Your task →
This exercise asks for an exact transcription of every entry.

Saved data entries:

------------------------------------------------------------------------

PR #955, opened 2025-11-28
Remove polygon funding when not needed on the flow

gianfra-t:
These changes solve an unnecessary funding of the polygon ephemeral address, that was being funded for other ramps besides EURO onramp.


Sharqiewicz (approved):
Looks good! I like you extracted the checks to separate functions.
The only logic-change I see is checking the inputCurrency and it's correct and fixes our issue.

Issue #966, opened 2025-12-12
Configure dynamic pricing for ramps


prayagd:
## Context
In order to provide better pricing for both onramps and offramps, this ticket is to implement it

## Todo
* Configure dynamic pricing in a defined range
* The pricing should start from middle of the configured range
* If the quote is consumed, we reduce the quote by 0.3 BPS
* If the quote is not consumed within 10 minutes, we increase the quote by 0.3 BPS
* The above should be repeated until the max or min of the range is reached.

## Note
* Following parameters should be configurable
    * Range i.e Min and Max
    * Difference (for ex. 0.3 BPS)
    * Time (For ex. 10 mins)

PR #970, opened 2025-12-15
Dynamic discount

gianfra-t:
Closes: #966


apps/api/src/api/services/quote/engines/discount/helpers.ts
```diff
@@ -49,33 +62,80 @@ export async function resolveDiscountPartner(ctx: QuoteContext, rampType: RampDi
...
+
+  const partnerState = partnerDiscountState.get(partnerId);
+  const now = new Date();
+
+  if (!partnerState) {
+    partnerDiscountState.set(partnerId, { difference: new Big(0), lastQuoteTimestamp: now });
+    return new Big(0);
+  }
+
+  if (!partnerState.lastQuoteTimestamp) {
```
gianfra-t: We are in this state after a quote is consumed (and difference is increased).

apps/api/src/api/services/quote/engines/discount/helpers.ts
```diff
@@ -49,33 +62,80 @@ export async function resolveDiscountPartner(ctx: QuoteContext, rampType: RampDi
...
 
   // For offramps, we need to invert the oracle price
   // Oracle price is FIAT-USD, so for offramps we want USD-FIAT
   const effectivePrice = isOfframp ? new Big(1).div(oraclePrice) : oraclePrice;
 
-  // Apply target discount to the rate
-  const discountedRate = effectivePrice.mul(new Big(1).plus(targetDiscount));
+  // Apply target discount to the rate, adjusting first for dynamic penalty
+  const adjustedTargetDiscount = new Big(targetDiscount).minus(getAdjustedDifference(partnerId));
+  const discountedRate = effectivePrice.mul(new Big(1).plus(adjustedTargetDiscount));
```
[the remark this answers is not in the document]
gianfra-t: Variable is now not a penalty.

apps/api/src/api/services/quote/engines/discount/helpers.ts
```diff
@@ -49,33 +73,86 @@ export async function resolveDiscountPartner(ctx: QuoteContext, rampType: RampDi
...
+export function getAdjustedDifference(partner?: ActivePartner): Big {
+  if (!partner?.id) {
+    return new Big(0);
+  }
+
+  const partnerState = partnerDiscountState.get(partner.id);
+  const now = new Date();
+
+  // Use partner's min caps if available, otherwise fall back to constants
+  const maxCap = partner.maxTargetDiscount ?? MAX_DIFFERENCE_CAP;
```
ebma: I think we shouldn't fall back to the constants if it's not available. We should rather fall back to the `partner.targetDiscount` field if available.

PR #999, opened 2026-01-08
Validate startRamp

gianfra-t:
### About
Improve `startRamp` validations of additional data. Does not allow a ramp to be started if data is missing.


apps/api/src/api/services/ramp/ramp.service.ts
```diff
@@ -976,6 +978,31 @@ export class RampService extends BaseRampService {
     }
   }
 
+  private validateRampStateData(rampState: RampState, quote: QuoteTicket): void {
+    if (rampState.type === RampDirection.SELL) {
+      if (rampState.from === "assethub" && !rampState.state.assethubToPendulumHash) {
```
Sharqiewicz: Please use Networks.Assethub enum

------------------------------------------------------------------------

Output of the exercise →
PR #955, opened 2025-11-28
Remove polygon funding when not needed on the flow

gianfra-t:
These changes solve an unnecessary funding of the polygon ephemeral address, that was being funded for other ramps besides EURO onramp.


Sharqiewicz (approved):
Looks good! I like you extracted the checks to separate functions.
The only logic-change I see is checking the inputCurrency and it's correct and fixes our issue.

Issue #966, opened 2025-12-12
Configure dynamic pricing for ramps


prayagd:
## Context
In order to provide better pricing for both onramps and offramps, this ticket is to implement it

## Todo
* Configure dynamic pricing in a defined range
* The pricing should start from middle of the configured range
* If the quote is consumed, we reduce the quote by 0.3 BPS
* If the quote is not consumed within 10 minutes, we increase the quote by 0.3 BPS
* The above should be repeated until the max or min of the range is reached.

## Note
* Following parameters should be configurable
    * Range i.e Min and Max
    * Difference (for ex. 0.3 BPS)
    * Time (For ex. 10 mins)

PR #970, opened 2025-12-15
Dynamic discount

gianfra-t:
Closes: #966


apps/api/src/api/services/quote/engines/discount/helpers.ts
```diff
@@ -49,33 +62,80 @@ export async function resolveDiscountPartner(ctx: QuoteContext, rampType: RampDi
...
+
+  const partnerState = partnerDiscountState.get(partnerId);
+  const now = new Date();
+
+  if (!partnerState) {
+    partnerDiscountState.set(partnerId, { difference: new Big(0), lastQuoteTimestamp: now });
+    return new Big(0);
+  }
+
+  if (!partnerState.lastQuoteTimestamp) {
```
gianfra-t: We are in this state after a quote is consumed (and difference is increased).

apps/api/src/api/services/quote/engines/discount/helpers.ts
```diff
@@ -49,33 +62,80 @@ export async function resolveDiscountPartner(ctx: QuoteContext, rampType: RampDi
...
 
   // For offramps, we need to invert the oracle price
   // Oracle price is FIAT-USD, so for offramps we want USD-FIAT
   const effectivePrice = isOfframp ? new Big(1).div(oraclePrice) : oraclePrice;
 
-  // Apply target discount to the rate
-  const discountedRate = effectivePrice.mul(new Big(1).plus(targetDiscount));
+  // Apply target discount to the rate, adjusting first for dynamic penalty
+  const adjustedTargetDiscount = new Big(targetDiscount).minus(getAdjustedDifference(partnerId));
+  const discountedRate = effectivePrice.mul(new Big(1).plus(adjustedTargetDiscount));
```
[the remark this answers is not in the document]
gianfra-t: Variable is now not a penalty.

apps/api/src/api/services/quote/engines/discount/helpers.ts
```diff
@@ -49,33 +73,86 @@ export async function resolveDiscountPartner(ctx: QuoteContext, rampType: RampDi
...
+export function getAdjustedDifference(partner?: ActivePartner): Big {
+  if (!partner?.id) {
+    return new Big(0);
+  }
+
+  const partnerState = partnerDiscountState.get(partner.id);
+  const now = new Date();
+
+  // Use partner's min caps if available, otherwise fall back to constants
+  const maxCap = partner.maxTargetDiscount ?? MAX_DIFFERENCE_CAP;
```
ebma: I think we shouldn't fall back to the constants if it's not available. We should rather fall back to the `partner.targetDiscount` field if available.

PR #999, opened 2026-01-08
Validate startRamp

gianfra-t:
### About
Improve `startRamp` validations of additional data. Does not allow a ramp to be started if data is missing.


apps/api/src/api/services/ramp/ramp.service.ts
```diff
@@ -976,6 +978,31 @@ export class RampService extends BaseRampService {
     }
   }
 
+  private validateRampStateData(rampState: RampState, quote: QuoteTicket): void {
+    if (rampState.type === RampDirection.SELL) {
+      if (rampState.from === "assethub" && !rampState.state.assethubToPendulumHash) {
```
Sharqiewicz: Please use Networks.Assethub enum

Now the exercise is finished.